Issue #71, opened 2020-12-15
Refactor CustomVocabLoader


alepev:
Integrate missing functionality and harmonize with `StcmLoader`:
- [x] speed up loading of custom concepts by checking if file name contains valid vocabulary prefix, as in (**NOTE: check if same as already described in #57**) : https://github.com/thehyve/omop-etl-wrapper/blob/e57db47ccfce66c09f25c5ec5d961cd067e66597/src/omop_etl_wrapper/model/stcm/stcm_loader.py#L103-L109 
- [x] add `EtlTransformation`, as in: 
   https://github.com/thehyve/omop-etl-wrapper/blob/e57db47ccfce66c09f25c5ec5d961cd067e66597/src/omop_etl_wrapper/model/stcm/stcm_loader.py#L143-L145
- [x] upfront validation of input tables (custom Vocabulary, ConceptClass)
- [x] per-row validation of input tables (custom Concept)
- [x] review docstrings style (e.g. dashes instead of numbered list, indentation, line spacing)
- [x] refactor these methods to reuse shared code?
   In `StcmLoader`: https://github.com/thehyve/omop-etl-wrapper/blob/e57db47ccfce66c09f25c5ec5d961cd067e66597/src/omop_etl_wrapper/model/stcm/stcm_loader.py#L64-L71   In `CustomVocabLoader`: https://github.com/thehyve/omop-etl-wrapper/blob/e57db47ccfce66c09f25c5ec5d961cd067e66597/src/omop_etl_wrapper/model/custom_vocab/custom_vocab_loader.py#L28-L37

Issue #53, opened 2020-11-27
Implement methods to remove obsolete custom vocabularies and classes


alepev:
Old versions of custom vocabularies and classes are dropped when a new version is found, but always assuming the `vocabulary_id` and `class_id` remain unchanged (only names and details are allowed to change). If the `id` changes, older versions would not be recognized as such and would remain as clutter in the vocabulary tables, together with the `concept_id`s referencing them.

The steps to remove this clutter (before loading the new custom vocabs/classes) would be:
- get a list of currently loaded custom vocabularies and classes (`vocabulary_concept_id == 0` and `concept_class_concept_id == 0`, while standard Athena vocabularies and classes always have a specific `concept_id`)
- find any vocabs/classes whose `id` is not in the current custom vocabularies/classes files to load
- remove all `concept_id`s associated with the obsolete vocabularies/classes
- remove the obsolete vocabularies/classes

Example of methods to implement in `VocabularyLoader`:
```python
unused_custom_vocabs = self._get_list_of_unused_custom_vocabularies()
self._drop_unused_custom_concepts(unused_custom_vocabs)
self._drop_unused_custom_vocabularies(unused_custom_vocabs)
unused_custom_classes = self._get_list_of_unused_custom_classes()
self._drop_unused_custom_classes(unused_custom_classes)
```

Additional TODOs:
- [x] instead of performing DELETE when class name changes, UPDATE name field

PR #81, opened 2020-12-22
Custom vocab refactoring

alepev:
Addresses #71 and #53

Related changes in template: https://github.com/thehyve/ohdsi-etl-template/pull/52

Main changes:
- obsolete custom vocabularies and classes are removed automatically from the database
- custom concept_class names can change independently from vocabularies (now performed with UPDATE rather than DELETE + INSERT)
- check concept table names to speed up loading (load if either no prefix, prefix unrelated to vocabulary names, or prefix matching one of the vocab_ids to load - if prefix matches valid vocab_id but not one of those to load, skip)
- quality checks for user-provided custom vocabulary, concept class, concept tables
- moved some code to `utils/io.py` and applied minor refactoring to `stcm_loader` accordingly
- fixed a problem in `database.py` introduced by CheckConstraint
- added `etl_stats` to custom vocabulary loader base classes (though it doesn't work for updates and deletions! -> REMOVE?)


src/omop_etl_wrapper/database/database.py
```diff
@@ -146,7 +146,13 @@ def get_record_targets(record_containing_object: Iterable) -> Iterable[str]:
...
         """
         for record in record_containing_object:
-            placeholder_schema = record.__table_args__.get('schema')
+            # if table constraints present (SQLAlchemy CheckConstraint),
+            # __table_args__ consists of a tuple where the dictionary
+            # containing the schema name is listed as the last element
+            if len(record.__table_args__) > 1:
+                placeholder_schema = record.__table_args__[-1].get('schema')
+            else:
+                placeholder_schema = record.__table_args__.get('schema')
```
alepev, line 155: this is a very funny thing I discovered, apparently a consequence of the new constraint changes

src/omop_etl_wrapper/model/custom_vocab/base_manager/base_concept_manager.py
```diff
@@ -18,46 +20,113 @@ def __init__(self, db: Database, cdm, custom_concept_files: List[Path]):
...
+                                             f'vocabulary_id')
+                        if not concept_class_id:
+                            raise ValueError(f'{concept_file.name} may not contain an empty '
+                                             f'concept_class_id')
+                        if not valid_start_date or not valid_end_date:
+                            raise ValueError(f'{concept_file.name} may not contain empty '
+                                             f'date fields')
+                        if not domain_id:
+                            raise ValueError(f'{concept_file.name} may not contain an empty '
+                                             f'domain_id')
```
alepev, line 96: I wonder if these even make sense, given that if any of these conditions is not met, it will fail immediately afterwards in the record creation steps...

src/omop_etl_wrapper/model/custom_vocab/custom_vocab_loader.py
```diff
@@ -26,26 +26,57 @@ def __init__(self, db: Database, cdm):
...
+        # filename is unrelated to vocab ids
+        if custom_file_vocab_id not in self.vocabs_from_disk.keys():
+            return True
+        # filename contains vocab_id that matches vocabs to update
+        if custom_file_vocab_id in self._custom_vocabs_to_update:
+            return True
+        # filename contains no prefix
+        if custom_file_vocab_id is None:
+            return True
+        return False
```
alepev, line 53: this is the same logic as in stcm_loader, except here I wrote some comments. we can add it to the other file too, or make this a common method

src/omop_etl_wrapper/model/stcm/stcm_loader.py
```diff
@@ -99,21 +95,15 @@ def _check_stcm_version_table_exists(self) -> None:
...
-        stcm_file_vocab_id = self._get_stcm_file_vocab_id(stcm_file)
-        if stcm_file_vocab_id is None:
+        stcm_file_vocab_id = get_file_prefix(stcm_file, 'stcm')
+        if stcm_file_vocab_id not in self._provided_stcm_versions:
             return True
         if stcm_file_vocab_id in self._stcm_vocabs_to_update:
             return True
+        if stcm_file_vocab_id is None:
+            return True
         return False
```
alepev, line 105: I hope I did it right

alepev:
One last note on this: I'm not making any use of methods to drop/recreate constraints at the moment; should I? and what about indexes?

src/omop_etl_wrapper/database/database.py
Spayralbe: Glad you found this! I think it can be done in a slightly simpler way by not using the `__table_args__` at all, but instead use the `__table__` variable:
```suggestion
            placeholder_schema = record.__table__.schema
```

src/omop_etl_wrapper/model/custom_vocab/base_manager/base_concept_manager.py
Spayralbe: Yes I think they can be removed. The error you get when one of these values is empty is already pretty clear.

Spayralbe:
> One last note on this: I'm not making any use of methods to drop/recreate constraints at the moment; should I? and what about indexes?

No need to. It's unlikely you save time by first dropping these. Also we cannot know beforehand whether it would save time or not, so it's best to leave making that call to the user.

Spayralbe (commented):
Nice improvements 👌 Clear variable naming and useful clarifying comments in the private methods.
Some suggestions in the comments.

src/omop_etl_wrapper/model/custom_vocab/base_manager/base_class_manager.py
```diff
@@ -33,66 +104,130 @@ def _get_new_custom_concept_class_ids(self) -> List[str]:
...
+
+                transformation_metadata = EtlTransformation(name=f'load_{class_file.stem}')
+
+                with self.db.session_scope(metadata=transformation_metadata) as session, \
+                        class_file.open('r') as f_in:
+                    rows = csv.DictReader(f_in, delimiter='\t')
+
+                    records = []
+
+                    for _, row in enumerate(rows, start=2):
```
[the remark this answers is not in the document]
alepev: replaced in all base managers

src/omop_etl_wrapper/model/custom_vocab/base_manager/base_class_manager.py
```diff
@@ -33,66 +104,130 @@ def _get_new_custom_concept_class_ids(self) -> List[str]:
...
+    def _update_custom_classes(self) -> None:
+        # Update the name of existing custom concept_classes in the
+        # database
+
+        classes_to_update = self._custom_classes_to_update
+
+        logging.info(f'Updating custom class names: '
+                     f'{True if classes_to_update else False}')
+
+        if classes_to_update:
```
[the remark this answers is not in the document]
alepev: suggestion taken

src/omop_etl_wrapper/model/custom_vocab/custom_vocab_loader.py
```diff
@@ -26,26 +26,57 @@ def __init__(self, db: Database, cdm):
...
-        # get custom vocab files for a specific vocabulary target table
-        # based on the file name conventions (e.g. "concept")
-        custom_table_files = self._get_all_custom_table_files()
+    def _get_custom_table_files(omop_table: str) -> List[Path]:
+        # Get custom vocab files for a specific vocabulary target table
+        # based on the file name conventions (e.g. "concept").
+        custom_table_files = get_all_files_in_dir(CUSTOM_VOCAB_DIR)
         return [f for f in custom_table_files if f.stem.endswith(omop_table)]
 
+    def _update_custom_files(self, file_list: List[Path], omop_table: str) -> List[Path]:
```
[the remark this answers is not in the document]
alepev: right, also updated

src/omop_etl_wrapper/model/custom_vocab/base_manager/base_vocab_manager.py
```diff
@@ -17,83 +21,192 @@ def __init__(self, db: Database, cdm, custom_vocab_files: List[Path]):
...
-                .filter(self._cdm.Vocabulary.vocabulary_id == vocab_id) \
-                .one_or_none()
-            return existing_record.vocabulary_version if existing_record is not None else None
+        for new_id, new_version in vocab_new.items():
+            old_version = vocab_old.get(new_id, None)
+
+            # skip version if already present in database
+            if old_version == new_version:
+                unchanged_vocabs.add(new_id)
+                continue
```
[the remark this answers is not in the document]
alepev: funny, no idea how that ended up there!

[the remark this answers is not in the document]
alepev: well, actually I do.. but it's not needed anymore

src/omop_etl_wrapper/model/custom_vocab/custom_vocab_loader.py
alepev: @Spayralbe I resolved this by creating a helper function in `io.py`: now the code is really the same for stcm and custom vocabulary managers https://github.com/thehyve/delphyne/blob/f30ab014b5d9c7d1d87d6cdf28aa69932f242022/src/omop_etl_wrapper/util/io.py#L38-L67

src/omop_etl_wrapper/model/custom_vocab/custom_vocab_loader.py
```diff
@@ -5,47 +5,77 @@
...
-        self._custom_concept_files = self._subset_custom_table_files('concept')
-        self._custom_class_files = self._subset_custom_table_files('concept_class')
+        self._custom_vocab_files: List[str] = []
+        self._custom_class_files: List[str] = []
+        self._custom_concept_files: List[str] = []
 
-        BaseVocabManager.__init__(self, db=self.db, cdm=self._cdm,
+    def _initialize_table_managers(self) -> None:
+        if not CUSTOM_VOCAB_DIR.exists():
+            raise FileNotFoundError(f'{CUSTOM_VOCAB_DIR.resolve()} folder not found')
```
alepev, line 23: @Spayralbe and also added this check, I realized it was missing while going over the stcm code again. 
I had to move the code in the `__init__` to a new method (`_initialize_table_managers`) to make sure the check is triggered only if the configuration option `skip_custom_vocabulary_loading` is off

alepev:
@Spayralbe I'm done updating and re-reviewing my own code :P aside from the two comments above, I was wondering what are the implications for the current updates and deletions code once we merge with `expand_listeners`.. as far as I can tell I won't need to refactor anything here, right?

src/omop_etl_wrapper/model/custom_vocab/custom_vocab_loader.py
Spayralbe: Yes, good addition!

Spayralbe:
> @Spayralbe I'm done updating and re-reviewing my own code :P aside from the two comments above, I was wondering what are the implications for the current updates and deletions code once we merge with `expand_listeners`.. as far as I can tell I won't need to refactor anything here, right?

Nice work! The new listeners should indeed be able to detect these transformations, so feel free to merge.

Spayralbe (approved):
************
What to work on:
Examine the records and pull out every line where the string "Issue" occurs.

Written response:
Issue #71, opened 2020-12-15
Issue #53, opened 2020-11-27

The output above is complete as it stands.